Nice job, Lance. You brought in some interesting connections with Clinton's famous comments, etc.

Allen Walker Read didn't go along with Dave Bourland's suggestion to eliminate 'to be' altogether, since Allen felt that eliminating the passive voice, the auxiliary 'is' and the 'is' of existence, would unduly impoverish the language. Allen proposed a re-wording alternative that he called EMA, i.e., English Minus Absolutisms.

Anyhow the E-Prime Books that the Institute of General Semantics sells provide plenty of food for 'thought' and practice in E-Prime and alternatives like EMA for those who inquire further.
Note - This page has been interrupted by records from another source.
PR #80, opened 2020-10-30
Add CSRF token validation for all Gateway forms

QuarpT:
## What does this change?

Add CSRF token validation for all Gateway forms. Any POST requests will fail unless the form includes the `<CsrfFormField />` component. I've added this component to all existing forms.

I've add the config option `IS_HTTPS` to set the secure cookie attribute depending on whether we are developing locally or not. I do not rely on the `STAGE` parameter since this is set to production on the CI tests.

## Why

We want to prevent CSRF attacks on Gateway

https://owasp.org/www-community/attacks/csrf
https://cheatsheetseries.owasp.org/cheatsheets/Cross-Site_Request_Forgery_Prevention_Cheat_Sheet.html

None of these language practices constiute panaceas, of course, but they can make a surprising difference to people who use them.

Anonymous said...

This is quite helpful, now I have a name for the meme that I thought was an orphan, it is the truth. jerry d.

Mike Plugh said...

Great post and a great article. I've slowly tried to work with simple E-prime exercises with my Japanese students studying English exposition.

My first foray into this kind of thinking about language is a simple paragraph exercise called "Sushi without To Be". The students moan and groan about how difficult it is at first and try to find clever ways to sneak that pesky verb into their work in some form, but when I hold fast to the rules they really expand their thinking, challenge their vocab, and describe sushi in a much more complex and informative way.

It's one of my holdover exercises each semester and has led to other GS work with their writing.